The lowest cost is 5.02, and grab its neighbors. Along the way we are assigning parent nodes, and adding the new neighbors to the openNodes list.
...but we keep selecting lowest cost node ( f cost of 5.06 is now the lowest to this point), we add neighers to opennodes, assign them parent nodes...
.. the next iteration, the fCost of 5.24 is now lowest, so it gets 'checked', and we grab its neighbors, assign parents..
.. the next iteration, there are two nodes of 5.4 cost, so let's see how this CAN play out, and the algorithm starts to make sense at this point.
Let's pick the high road...
The new neighbors are assigned parents, and are added to the overall list of open nodes to assess. Which is the new lowest fCost now? 5.4 is still the lowest fCost.
Yes, the algorithm went back to the other path and found a better next 'current' node in the list of open nodes. The process is almost complete. The next lowest fCost is 5.47, and there is more than one node with that value, so for the sake of being a completionist...
Still the lowest fCost is 5.47, so we select the next node, grab neighbors, assign parents... one thing I did differently on this table is showing the fCost of the ending node, which up till now wasn't necessary, but showing it here lets one understand how the overall algorithm loops, because the end node HAS to be selected as the next lowest cost node, because the check for end node is at the beginning of the iteration, not in the neighbor eveluation. So in this next loop, I don't make it yellow, but the end node is now been placed AS A NEIGHBOR into the list of open nodes for evaluation.
We now have our path, because the next iteration, the first thing we'll do is pick the lowest node fCost (5.0) and make it the current tile, and then test if it is the end node, which is true now.
We can return its path walking back all the parent node properties and see how we got there along the way.
The test
The demo is a simple example of using a Excalibur Tilemap and the pathfinding plugin. When the player clicks a tile that does NOT have a tree on it, the pathfinding algorithm selected is used to calculate the path. Displayed in the demo is the amount of tiles to traverse, and the overall duration of the process required to make the calculation.
Also included, are the ability to add diagonal traversals in the graph. Which simply modifies the graph created with extra edges added, please note, diagonal traversal is slightly more expensive than straight up/down, left/right traversal.
Why Excalibur
Small Plug...
ExcaliburJS is a friendly, TypeScript 2D game engine that can produce games for the web. It is free and open source (FOSS), well documented, and has a growing, healthy community of gamedevs working with it and supporting each other. There is a great discord channel for it HERE, for questions and inquiries. Check it out!!!
You can also find it on GitHub.
Conclusion
For this article, we briefly reviewed the history of the A* algorithm, we walked throught the steps of the algorithm, and then applied it to an example graph network.

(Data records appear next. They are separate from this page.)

PR #9411, opened 2021-07-03
Replace master-server (UDP-based) with Game Coordinator (TCP-based)

TrueBrain:
## Motivation / Problem

This is a part of #9017.

Currently OpenTTD communicates over UDP with the master-server to register itself, and the master-server uses UDP to polls the server for game-state. This has several disadvantages, as we noticed over the years:

- The users that do manage to setup a port-forwarding, often only manage to do this for TCP. Doing it for UDP too, is often either difficult in routers, or just not something they understand. As such, people have a lot of trouble setting up portforwarding in such a way the master-server can see the server. But to make matters worse, without UDP port-forwarding, people can join a server via the direct IP. This is frustrating to users.
- UDP is, by definition, unreliable. So we have a lot of code to retry several times and trying to recover.
- UDP has a hard MTU-size, as fragmentation is impossible. We try to be on the safe-side with the MTU we picked, but there are known scenarios where you cannot host OpenTTD because the connection doesn't allow such large UDP packets to travel through it. (mostly GRE links etc) Explaining this to users is very very difficult.
- #9017 works towards adding STUN support. For this we need a persistent connection between something on the openttd.org infra and the server, so we can push messages to the server of which we know they arrive safely. In theory we could use UDP for this, and with some smart keep-alive etc we can keep a bi-direction connection alive .. but it is tricky. More-over, most infrastructure, also on our hosting side, is more aimed at TCP connections than UDP connections, and several issues are to be expected.
- Pretty sure I miss a few arguments here.

In total, it became pretty clear we should just stop using UDP, and switch completely to TCP. Well, I say completely .. local LAN discovery is and always will be UDP based. That is just how multicasts work ;)

To be clear, this doesn't mean OpenTTD will always be using TCP. It is surely an option to use some library like https://github.com/ValveSoftware/GameNetworkingSockets that does resilient connections over UDP. Either way, we first have to change to a single way of doing stuff, before we can think about changing it all to something else. And this is far out of scope of this PR.

## Description

This removes all master-server communication and all UDP-related code from OpenTTD, and replaces it with a TCP-based Game Coordinator code.
Again, the local LAN discovery still uses UDP and remains.

Why the change of name? To keep it clear that this is a completely different component. And in the future the Game Coordinator will be tasked with many other tasks, like join-keys, STUN, TURN, etc. It much more takes on the role of a coordinator, and no longer "just" lists the servers.
In the background, master-server and Game Coordinator communicate with each other, so the server-listing will be a combination of both for 1.12+. 1.11 will only see 1.11 and older servers.

The way it works is like this (and yes, this is documented in `network_coordinator.cpp`, just to beat LordAro to the punch :P):

```cpp
/**
 * Game Coordinator communication.
 *
 * For servers:
 *  - Server sends CLIENT_REGISTER.
 *  - GC probes server to check if it can directly connect.
 *  - GC sends SERVER_REGISTER_ACK with type of connection.
 *  - Server sends every 30 seconds CLIENT_UPDATE.
 *
 * For clients (listing):
 *  - Client sends CLIENT_LISTING.
 *  - GC returns the full list of public servers via SERVER_LISTING (multiple packets).
 */
```

Basically this means as soon as the client clicks "Search Internet", it gets the full list of servers, including their details. It no longer has to send a flood of UDP packets to all servers.

`Private` is renamed to `Local`, as there is no such thing as `Private` .. a server is either accessible locally (or by the IP if you happen  to know that), or publicly listed. This change makes the later addition of `Invite Only` a lot more sensible to the user.

Future PRs will extend this functionality with invite-codes, STUN, TURN, ... But, baby-steps.

## Limitations

Currently there are a few rough edged, but further PRs will address those.  For example:

- The `CLIENT_UPDATE` sends all the NewGRF data every time. But as they can never change, this is a waste of bandwidth.
- Currently servers can only register via either IPv4 or IPv6, not both. This is because future PR will use the STUN requests to discover the IPs. I could strictly seen already add this in this PR, but that would increase the change drastically. And solving it differently is rather wasting my time a lot, as I have to create something I have to remove a few PRs later.
- Currently servers registering via IPv6 will be told that they do not have their firewall open. This might not be true, but the Game Coordinator can't query IPv6 yet.
- Currently servers using 1.11.2 or earlier are not showing up in the server listing. This will be addressed before 1.12.

## Checklist for review

### DIFF
--- a/src/network/core/config.h
+++ b/src/network/core/config.h
@@ -12,8 +12,6 @@
 #ifndef NETWORK_CORE_CONFIG_H
 #define NETWORK_CORE_CONFIG_H
 
-/** DNS hostname of the masterserver */
-static const char * const NETWORK_MASTER_SERVER_HOST            = "master.openttd.org";
 /** DNS hostname of the Game Coordinator server */
 static const char * const NETWORK_COORDINATOR_SERVER_HOST       = "coordinator.openttd.org";
 /** DNS hostname of the content server */
@@ -22,10 +20,7 @@ static const char * const NETWORK_CONTENT_SERVER_HOST           = "content.opent
 static const char * const NETWORK_CONTENT_MIRROR_HOST           = "binaries.openttd.org";
 /** URL of the HTTP mirror system */
 static const char * const NETWORK_CONTENT_MIRROR_URL            = "/bananas";
-/** Message sent to the masterserver to 'identify' this client as OpenTTD */
-static const char * const NETWORK_MASTER_SERVER_WELCOME_MESSAGE = "OpenTTDRegister";
 
-static const uint16 NETWORK_MASTER_SERVER_PORT      = 3978;           ///< The default port of the master server (UDP)
 static const uint16 NETWORK_COORDINATOR_SERVER_PORT = 3976;           ///< The default port of the Game Coordinator server (TCP)
 static const uint16 NETWORK_CONTENT_SERVER_PORT     = 3978;           ///< The default port of the content server (TCP)
 static const uint16 NETWORK_CONTENT_MIRROR_PORT     =   80;           ///< The default port of the content mirror (TCP)
@@ -54,7 +49,6 @@ static const uint16 COMPAT_MTU                      = 1460;           ///< Numbe
 static const byte NETWORK_GAME_ADMIN_VERSION        =    1;           ///< What version of the admin network do we use?
 static const byte NETWORK_GAME_INFO_VERSION         =    4;           ///< What version of game-info do we use?
 static const byte NETWORK_COMPANY_INFO_VERSION      =    6;           ///< What version of company info is this?
-static const byte NETWORK_MASTER_SERVER_VERSION     =    2;           ///< What version of master-server-protocol do we use?
 static const byte NETWORK_COORDINATOR_VERSION       =    1;           ///< What version of game-coordinator-protocol do we use?
 
 static const uint NETWORK_NAME_LENGTH               =   80;           ///< The maximum length of the server name and map name, in bytes including '\0'
--- a/src/network/core/config.h
+++ b/src/network/core/config.h
@@ -14,6 +14,8 @@
 
 /** DNS hostname of the masterserver */
 static const char * const NETWORK_MASTER_SERVER_HOST            = "master.openttd.org";
+/** DNS hostname of the Game Coordinator server */
+static const char * const NETWORK_COORDINATOR_SERVER_HOST       = "coordinator.openttd.org";
 /** DNS hostname of the content server */
 static const char * const NETWORK_CONTENT_SERVER_HOST           = "content.openttd.org";
 /** DNS hostname of the HTTP-content mirror server */
@@ -23,14 +25,15 @@ static const char * const NETWORK_CONTENT_MIRROR_URL            = "/bananas";
 /** Message sent to the masterserver to 'identify' this client as OpenTTD */
 static const char * const NETWORK_MASTER_SERVER_WELCOME_MESSAGE = "OpenTTDRegister";
 
-static const uint16 NETWORK_MASTER_SERVER_PORT    = 3978;         ///< The default port of the master server (UDP)
-static const uint16 NETWORK_CONTENT_SERVER_PORT   = 3978;         ///< The default port of the content server (TCP)
-static const uint16 NETWORK_CONTENT_MIRROR_PORT   =   80;         ///< The default port of the content mirror (TCP)
-static const uint16 NETWORK_DEFAULT_PORT          = 3979;         ///< The default port of the game server (TCP & UDP)
-static const uint16 NETWORK_ADMIN_PORT            = 3977;         ///< The default port for admin network
-static const uint16 NETWORK_DEFAULT_DEBUGLOG_PORT = 3982;         ///< The default port debug-log is sent to (TCP)
+static const uint16 NETWORK_MASTER_SERVER_PORT      = 3978;           ///< The default port of the master server (UDP)
+static const uint16 NETWORK_COORDINATOR_SERVER_PORT = 3976;           ///< The default port of the Game Coordinator server (TCP)
+static const uint16 NETWORK_CONTENT_SERVER_PORT     = 3978;           ///< The default port of the content server (TCP)
+static const uint16 NETWORK_CONTENT_MIRROR_PORT     =   80;           ///< The default port of the content mirror (TCP)
+static const uint16 NETWORK_DEFAULT_PORT            = 3979;           ///< The default port of the game server (TCP & UDP)
+static const uint16 NETWORK_ADMIN_PORT              = 3977;           ///< The default port for admin network
+static const uint16 NETWORK_DEFAULT_DEBUGLOG_PORT   = 3982;           ///< The default port debug-log is sent to (TCP)
 
-static const uint16 UDP_MTU                       = 1460;         ///< Number of bytes we can pack in a single UDP packet
+static const uint16 UDP_MTU                         = 1460;           ///< Number of bytes we can pack in a single UDP packet
 /*
  * Technically a TCP packet could become 64kiB, however the high bit is kept so it becomes possible in the future
  * to go to (significantly) larger packets if needed. This would entail a strategy such as employed for UTF-8.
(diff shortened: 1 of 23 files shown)


src/network/core/tcp_coordinator.cpp
```diff
@@ -0,0 +1,73 @@
...
+#include "../../debug.h"
+#include "tcp_coordinator.h"
+
+#include "../../safeguards.h"
+
+/**
+ * Handle the given packet, i.e. pass it to the right
+ * parser receive command.
+ * @param p the packet to handle
+ * @return true if we should immediately handle further packets, false otherwise
```
rubidium42: Missing trailing dots?

src/network/core/tcp_coordinator.cpp
```diff
@@ -0,0 +1,73 @@
...
+		case PACKET_COORDINATOR_CLIENT_UPDATE:         return this->Receive_CLIENT_UPDATE(p);
+
+		default:
+			Debug(net, 0, "[tcp/coordinator] Received invalid packet type {}", type);
+			return false;
+	}
+}
+
+/**
+ * Receive a packet at TCP level
```
rubidium42: Missing trailing dot?

src/network/core/tcp_coordinator.h
```diff
@@ -0,0 +1,110 @@
...
+
+#ifndef NETWORK_CORE_TCP_COORDINATOR_H
+#define NETWORK_CORE_TCP_COORDINATOR_H
+
+#include "os_abstraction.h"
+#include "tcp.h"
+#include "packet.h"
+#include "game_info.h"
+
+/** Enum with all types of TCP Game Coordinator packets. The order MUST not be changed **/
```
rubidium42: Missing trailing dot?

src/network/network_coordinator.cpp
```diff
@@ -0,0 +1,227 @@
...
+		std::string connection_type;
+		switch (_network_server_connection_type) {
+			case CONNECTION_TYPE_ISOLATED: connection_type = "Remote players can't connect (your server doesn't allow remote connections)"; break;
+			case CONNECTION_TYPE_DIRECT:   connection_type = "Public"; break;
+
+			case CONNECTION_TYPE_UNKNOWN: // Never returned from Game Coordinator.
+			default: connection_type = "Unknown"; break; // Should never happen, but don't fail if it does.
+		}
+
+		Debug(net, 3, " ");
```
rubidium42: Won't an empty string work equally well? Now it looks a bit weird just printing a space.
On a side note I am wondering the use of an empty line in the debug/log output; it makes logs longer and will not help as much as the lines with all dashes used below.

src/network/network_coordinator.cpp
```diff
@@ -0,0 +1,227 @@
...
+	if (this->sock == INVALID_SOCKET) {
+		static std::chrono::steady_clock::time_point last_attempt = {};
+
+		/* Don't auto-reconnect when we are not a server. */
+		if (!_network_server) return;
+		/* Don't reconnect if we are connecting. */
+		if (this->connecting) return;
+		/* Throttle how often we try to reconnect. Otherwise after an outage
+			* all servers reconnect at the same time, potentially overwhelming
+			* the Game Coordinator. */
```
rubidium42: Indenting issue of the comment. Last tab to space.

src/network/network_coordinator.cpp
```diff
@@ -0,0 +1,227 @@
...
+		if (std::chrono::steady_clock::now() < last_attempt + std::chrono::seconds(1) * last_attempt_backoff) return;
+
+		last_attempt = std::chrono::steady_clock::now();
+		/* Delay reconnecting with up to 32 seconds. */
+		if (last_attempt_backoff < 32) {
+			last_attempt_backoff *= 2;
+		}
+
+		Debug(net, 1, "Connection with Game Coordinator lost; reconnecting ...");
```
rubidium42: Excluding lang all (55) but two cases of "..." in/near strings did not have a space in front. For consistency that space should not be here either I guess.
`grep -R '\.\.\.' .|grep '"'|grep -v /lang/`

src/network/network_coordinator.cpp
```diff
@@ -0,0 +1,227 @@
...
+		this->Register();
+		return;
+	} else if (last_attempt_backoff != 1) {
+		last_attempt_backoff = 1;
```
rubidium42: The result of this case is that `last_attempt_backoff` is 1, so maybe just remove the whole if as the check and conditional might be more expensive than just writing it. It also gives slightly simpler code. Unless this case gets more complex in a later step, then it is fine.

src/network/network_coordinator.h
```diff
@@ -0,0 +1,51 @@
...
+class ClientNetworkCoordinatorSocketHandler : public NetworkCoordinatorSocketHandler {
+private:
+	std::chrono::steady_clock::time_point next_update; ///< When to send the next update (if server and public).
+
+protected:
+	bool Receive_SERVER_ERROR(Packet *p) override;
+	bool Receive_SERVER_REGISTER_ACK(Packet *p) override;
+
+public:
+	bool connecting; ///< Are we connecting to the Game Coordinator?
```
rubidium42, line 45: Sounds like some internal state to me that others should not touch directly, but rather via some accessor. Are there any external functions that should be able to write this field?

src/network/core/tcp_coordinator.h
```diff
@@ -95,6 +97,33 @@ class NetworkCoordinatorSocketHandler : public NetworkTCPSocketHandler {
...
+	 *
+	 * @param p The packet that was just received.
+	 * @return True upon success, otherwise false.
+	 */
+	virtual bool Receive_CLIENT_LISTING(Packet *p);
+
+	/**
+	 * Game Coordinator replies with a list of all public servers. Multiple
+	 * of these packets are received after a request till all servers are
+	 * send over. Last packet will have server count of 0.
```
rubidium42: 'are sent over'? Must be checked with someone else as I'm not 100% sure.

src/network/core/tcp_coordinator.h
```diff
@@ -95,6 +97,33 @@ class NetworkCoordinatorSocketHandler : public NetworkTCPSocketHandler {
...
+	 *
+	 *  uint16  Amount of public servers in this packet
```
rubidium42: Missing trailing dot?

src/network/network_gui.cpp
```diff
@@ -448,7 +462,7 @@ class NetworkGameWindow : public Window {
 	}
 
 public:
-	NetworkGameWindow(WindowDesc *desc) : Window(desc), name_editbox(NETWORK_CLIENT_NAME_LENGTH), filter_editbox(120)
+	NetworkGameWindow(WindowDesc *desc) : Window(desc), name_editbox(NETWORK_CLIENT_NAME_LENGTH), filter_editbox(120), searched_internet(false)
```
rubidium42: Wasn't the consensus to use `bool searched_internet = false; ///< Did we ever...` instead?

src/network/core/config.h
```diff
@@ -25,7 +23,6 @@ static const char * const NETWORK_CONTENT_MIRROR_URL            = "/bananas";
 /** Message sent to the masterserver to 'identify' this client as OpenTTD */
 static const char * const NETWORK_MASTER_SERVER_WELCOME_MESSAGE = "OpenTTDRegister";
```
rubidium42: This constant might be something else to remove based on the name and comment.

src/network/network_coordinator.cpp
TrueBrain: Both look equally weird, so I have been going back and forth between those 2 solutions :P But I guess now I will go back to the other one :D

src/network/network_coordinator.h
TrueBrain: This is basically the same as how `network_content.cpp` does this.

The main issue is that there is a `TCPConnector` which sets this value. So it has to be public. Or with friends ofc. But in general I tried not to walk too far from how other parts of the network code did this, to not create yet-another-way-of-doing-shit :P For sure it could use some code-cleanup. But not for this PR, I suggest :)

embeddedt:
Another argument for dropping UDP support: ngrok (and several other reverse-tunneling services) only work with TCP, so this is a very welcome change. :+1:

TrueBrain:
I think this is ready. Game Coordinator is deployed, and talks (two-way) with the Master Server. So anything listed in the Master Server shows up via the Game Coordinator, and the other way around.

Of course you cannot join those servers that are exchanged, as they for sure are of a different revision, but that is not really the point here ;)

It could use some testing of some people, just registering their server, see if they can find it, etc etc. But .. I think this is ready :)

src/network/core/tcp_coordinator.h
```diff
@@ -0,0 +1,138 @@
...
+#ifndef NETWORK_CORE_TCP_COORDINATOR_H
+#define NETWORK_CORE_TCP_COORDINATOR_H
+
+#include "os_abstraction.h"
+#include "tcp.h"
+#include "packet.h"
+#include "game_info.h"
+
+/** Enum with all types of TCP Game Coordinator packets. The order MUST not be changed. **/
+enum PacketCoordinatorType {
```
rubidium42, line 27: I think it would be useful to add some extra documentation as here there are two concepts getting intermingled. You have the game server, game client and game coordinator, and the protocol server and client. The game coordinator being the server in the protocol is right, though you get things like CLIENT_REGISTER which is the server registering to the coordinator. What about:

There are three types of entities in this protocol. The game coordinator to which game servers register and game clients request the list of servers, the game server that host the games that are played and the game clients that are the end users playing the games. In this protocol the game coordinator is seen as the server (everything connects to the game coordinator) and as such packets sent by the game coordinator have SERVER in the type name. The game server and game client connect to the game server and as such packets sent by them have the CLIENT in the type name.

Next to that I would prefix server and client in the comments below with game to make the distinction between the protocol client/server and the game client/server.

rubidium42 (approved):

This algorithm I have found is faster than Dijkstra's Algorithm, but it can be tricky if you're not using a nice grid layout. The trick comes into the 'guessing' heuristic of the distance between the current node and the endnode (hCost). If you using a grid, you can use the coordinates of each node and calculate the hypotenuse as the hCost. If it is an unorganized, non standard shaped graph network, this becomes trickier. For the moment, for the library I created, I am limiting A* to grid based tilemaps to make this much simpler. If the grid is not simple, I use Dijkstra's algorithm.